At Blenheim we believe we need to be careful and take responsibility for understanding the serious health risks that can accompany drug and alcohol use. We believe that the supply of drugs including alcohol and tobacco needs to be heavily regulated.

Blenheim works with thousands of people who have serious health and dependency problems as a result of their drug and alcohol use. The early death and ill health of so many is an ongoing national tragedy.

As a society we must regulate the supply of recreational drugs for consumption and ensure that people are aware of the risks so that they are able to make informed decisions. We must also ensure that people are not being sold contaminated substances or products with widely varying purity levels, two of the things implicated in a significant number of drug related deaths.

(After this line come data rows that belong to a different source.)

Issue #109, opened 2019-06-17
Command to delete a collection


mgax:
Maybe I have too many collections, or I want to delete one and re-create it from scratch. Here are the manual steps:

* `sudo rm -rf volumes/collections/testdata`
* `./liquid shell hoover-es curl -XDELETE localhost:9200/testdata`
* Delete the collection from hoover-search admin UI

PR #114, opened 2019-06-20
`deletecollection` command

mgax:
Fixes https://github.com/liquidinvestigations/node/issues/109

### DIFF
--- a/liquid_node/commands.py
+++ b/liquid_node/commands.py
@@ -337,6 +337,12 @@ def purge(force=False):
         print('No collections will be purged')
 
 
+def deletecollection(name):
+    """Delete a collection by name"""
+    nomad.stop(f'collection-{name}')
+    purge_collection(name)
+
+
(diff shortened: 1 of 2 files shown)


liquid_node/commands.py
```diff
@@ -337,6 +337,12 @@ def purge(force=False):
         print('No collections will be purged')
 
 
+def deletecollection(name):
+    """Delete a collection by name"""
+    nomad.stop(f'collection-{name}')
+    purge_collection(name)
```
mugurrus: This will not remove it from the ini file

mgax: And it should not. I see two scenarios:
1. Really remove a collection - run `deletecollection` and remove it from the ini file, in any order.
2. Reprocess a collection from scratch, useful in development and testing - run `deletecollection` and then `deploy`.

I'm mostly interested in the 2nd scenario, and with this command, iterating is pretty smooth.

PR #116, opened 2019-06-20
fir gnupg error on snoop indexing

mugurrus:
for task https://github.com/CRJI/EIC/issues/230

### DIFF
--- a/templates/collection.nomad
+++ b/templates/collection.nomad
@@ -139,6 +139,7 @@ job "collection-${name}" {
         SNOOP_COLLECTION_ROOT = "collection"
         SNOOP_TASK_PREFIX = "${name}"
         SNOOP_ES_INDEX = "${name}"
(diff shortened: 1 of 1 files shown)


mgax:
This makes the error go away, but it doesn't actually process any PGP emails, because nobody is setting up keys, right?

I think the way to fix the bug is to change the contract of snoop: it should have `gpghome` in the collection folder (next to `data` and `ocr` we define another folder) already created and populated with keys. If there is no `gpghome` then no attempt is made to process PGP email parts.

gabriel-v:
Closing this patch as it's not fixing the problem. We will use a per-collection `gpghome` directory as laid out in https://github.com/hoover/snoop2/pull/167. Thanks for pointing out the duplication that is happening in https://github.com/liquidinvestigations/node/blob/908e0d9cbb10fcef6f3b850932ba04b6d189fb8e/templates/collection.nomad#L201.

PR #294, opened 2021-01-31
Multi iter

osschar:
I propose we just merge this into devel now to minimize forking.

I've added the tasks to "Deployment/development plans for mkFit in Run-3" doc.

The UK’s current approach makes many substances illegal, and in doing so abdicates any responsibility for control, regulation, public health, trading standards or supply. It pushes supply into the hands of criminal gangs and is a direct cause of drug related violence on our streets. The Economist Magazine has published definitive articles over the years on the issue.The case study of American Alcohol Prohibition provides a clear understanding of the link between
Prohibition and organized crime.

Blenheim welcomes Nick Clegg’s comment that the UK needed to be at the heart of the debate about potential alternatives to blanket Prohibition, and that he wanted to see an end to “the tradition where politicians only talk about drugs reform when they have left office because they fear the political consequences.”

“Let’s fight organized crime and drug related death, ill health, and dependency by being smarter about our laws prohibiting and regulating drugs. Such an approach requires a rational debate on Drugs Policy and a political consensus to set up and implement the recommendations of a Royal Commission” John Jolly CEO Blenheim.